Learn in Public | Introduction to Deep Reinforcement Learning Course by Huggingface
Overview
These are my notes following the Deep Reinforcement Learning Course by Huggingface
Syllabus
Unit 1: Introduction to Deep Reinforcement Learning:
Goal:
train a Deep Reinforcement Learning agent, a lunar lander to land correctly on the Moon using Stable-Baselines3 , a Deep Reinforcement Learning library.
The big picture:
The idea behind Reinforcement Learning is that an agent (an AI) will learn from the environment by interacting with it (through trial and error) and receiving rewards (negative or positive) as feedback for performing actions.
A formal definition:
Reinforcement learning is a framework for solving control tasks (also called decision problems) by building agents that learn from the environment by interacting with it through trial and error and receiving rewards (positive or negative) as unique feedback.
The reinforcement learning framework:
- Our Agent receives state S_0 from the Environment — we receive the first frame of our game (Environment).

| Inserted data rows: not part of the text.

PR #2357, opened 2022-10-20
Multiple selection

cquiroz:
This is to setup multiple selection on the target table. It doesn't do anything useful yet:

https://user-images.githubusercontent.com/3615303/196839006-0030cbca-5252-4da8-aeab-4c201849356a.mp4


common/src/main/scala/explore/components/ui/ExploreStyles.scala
```diff
@@ -328,6 +328,7 @@ object ExploreStyles {
   val ConfigurationFilter: Css          = Css("explore-configuration-filter") |+| Css("field")
   val ConfigurationFilterItem: Css      = Css("explore-configuration-filter-item")
   val ExploreTable: Css                 = Css("explore-table")
+  val ExploreSelectableTable: Css       = Css("explore-selectable-table")
```
rpiaggio, line 331: Can we put this in `lucuma-ui`?

explore/src/main/scala/explore/targets/TargetSummaryTable.scala
```diff
@@ -141,7 +148,20 @@ object TargetSummaryTable extends TableHooks:
         <.div(
           props.renderInTitle(
             React.Fragment(
-              <.span, // Push column selector to right
+              <.div(
```
rpiaggio, line 151: Maybe we can put this in `lucuma-ui` too as a component.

- Based on that state S_0, the Agent takes action A_0 — our Agent will move to the right.
- The environment goes to a new state S_1 — new frame.
- The environment gives some reward R_1 to the Agent — we’re not dead (Positive Reward +1).
This RL loop outputs a sequence of state, action, reward and next state.
The agent’s goal is to maximize its cumulative reward, called the expected return.
The reward hypothesis: the central idea of Reinforcement Learning
- Why is the goal of the agent to maximize the expected return?
Because RL is based on the reward hypothesis, which is that all goals can be described as the maximization of the expected return (expected cumulative reward).
That’s why in Reinforcement Learning, to have the best behavior, we aim to learn to take actions that maximize the expected cumulative reward.
Markov Property
- In papers, the RL process is often called a Markov Decision Process (MDP).
- The Markov Property implies that our agent needs only the current state to decide what action to take and not the history of all the states and actions they took before.
Observations/States Space
-
Observations/States are the information our agent gets from the environment. In the case of a video game, it can be a frame (a screenshot). In the case of the trading agent, it can be the value of a certain stock, etc.
-
to recap:
Action Space
The Action space is the set of all possible actions in an environment.
The actions can come from a discrete or continuous space:
-
Discrete space: the number of possible actions is finite.
-
Continuous space: the number of possible actions is infinite.
-
to recap:
Rewards and the discounting:
-
The reward is fundamental in RL because it’s the only feedback for the agent. Thanks to it, our agent knows if the action taken was good or not.
-
The cumulative reward at each time step t can be written as:
-
Which is equivalent to:
Our discounted expected cumulative reward is:
The type of tasks
-
Episodic task
In this case, we have a starting point and an ending point (a terminal state). This creates an episode: a list of States, Actions, Rewards, and new States. -
Continuing tasks
These are tasks that continue forever (no terminal state). In this case, the agent must learn how to choose the best actions and simultaneously interact with the environment.
The exploration/exploitation trade-off
- Exploration is exploring the environment by trying random actions in order to find more information about the environment.
- Exploitation is exploiting known information to maximize the reward.
The two main approaches for solving RL problems
-
The Policy π: the agent’s brain:
The Policy π is the brain of our Agent, it’s the function that tells us what action to take given the state we are in. So it defines the agent’s behavior at a given time. -
demonstration of the policy function:
-
This Policy is the function we want to learn, our goal is to find the optimal policy π*, the policy that maximizes expected return when the agent acts according to it. We find this π* through training.
-
There are two approaches to train our agent to find this optimal policy π*:
- Directly, by teaching the agent to learn which action to take, given the current state: Policy-Based Methods.
- ndirectly, teach the agent to learn which state is more valuable and then take the action that leads to the more valuable states: Value-Based Methods.
-
Policy-Based Methods:
In Policy-Based methods, we learn a policy function directly.
This function will define a mapping from each state to the best corresponding action. Alternatively, it could define a probability distribution over the set of possible actions at that state.We have two types of policies:
- Deterministic: a policy at a given state will always return the same action.
- Stochastic: outputs a probability distribution over actions.
- Deterministic: a policy at a given state will always return the same action.
-
Value-based methods
In value-based methods, instead of learning a policy function, we learn a value function that maps a state to the expected value of being at that state.The value of a state is the expected discounted return the agent can get if it starts in that state, and then acts according to our policy.